> **What you need to do**: Copy every line below where the string "steady" is found.
******
PR #94, opened 2017-04-04
Add atmospheric pressure forcing term

swarder:
Atmospheric pressure term is useful for storm surge modelling

### DIFF
--- a/test/swe2d/test_atmospheric_pressure.py
+++ b/test/swe2d/test_atmospheric_pressure.py
@@ -93,5 +93,6 @@ def test_pressure_forcing(element_family, timestepper):
     assert(eta_errs[0]/eta_errs[-1] > (2.**expected_order)**(len(eta_errs)-1)*0.75)
     print_output("PASSED")
 
+
 if __name__ == '__main__':
     test_pressure_forcing(el_fam='dg-dg', timestepper='cranknicolson')
--- a/test/swe2d/test_atmospheric_pressure.py
+++ b/test/swe2d/test_atmospheric_pressure.py
@@ -1,72 +1,97 @@
 # Atmospheric pressure test case
-# Constant pressure gradient applied at surface
-# Result compared to analytic solution
-
+#
+# Flow in a rectangular channel is forced by a spatially sinusoidal atmospheric
+# pressure gradient until the solution reaches a steady state, in which the
+# pressure gradient is balanced by the elevation gradient.
+#
+# The elevation is compared to an analytic solution derived from the balance of
+# pressure and elevation gradients.
+#
+# A high bottom friction coefficient is used to suppress oscillations and reach
+# the steady state quickly.
+#
 from thetis import *
 import pytest
 import numpy as np
 
 
-@pytest.mark.parametrize("nx,dt,max_rel_err", [(10, 1200, 2e-6)])
-def test_pressure_forcing(nx, dt, max_rel_err):
-    lx = 21000
-    ly = 5000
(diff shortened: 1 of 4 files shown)


test/swe2d/test_atmospheric_pressure.py
```diff
@@ -0,0 +1,72 @@
+# Atmospheric pressure test case
+# Constant pressure gradient applied at surface
+# Result compared to analytic solution
```
tkarna: The description could be better: you force the flow in a rectangular channel with a constant atm pressure gradient until the solution reaches a steady state? In the steady state the elevation gradient balances out the pressure gradient, and you compare the elevation to the analytical solution?

thetis/options.py
```diff
@@ -257,6 +257,8 @@ def __init__(self):
         """2D Coefficient or None: Coriolis parameter"""
         self.wind_stress = None
         """Coefficient or None: Stress at free surface (2D vector function)"""
+        self.atmospheric_pressure = None
+        """Coefficient or None: Atmospheric pressure at free surface"""
```
tkarna: Should probably mention the units of the pressure

test/swe2d/test_atmospheric_pressure.py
******
> **Solution for this exercise**:
+# pressure gradient until the solution reaches a steady state, in which the
+# the steady state quickly.
tkarna: The description could be better: you force the flow in a rectangular channel with a constant atm pressure gradient until the solution reaches a steady state? In the steady state the elevation gradient balances out the pressure gradient, and you compare the elevation to the analytical solution?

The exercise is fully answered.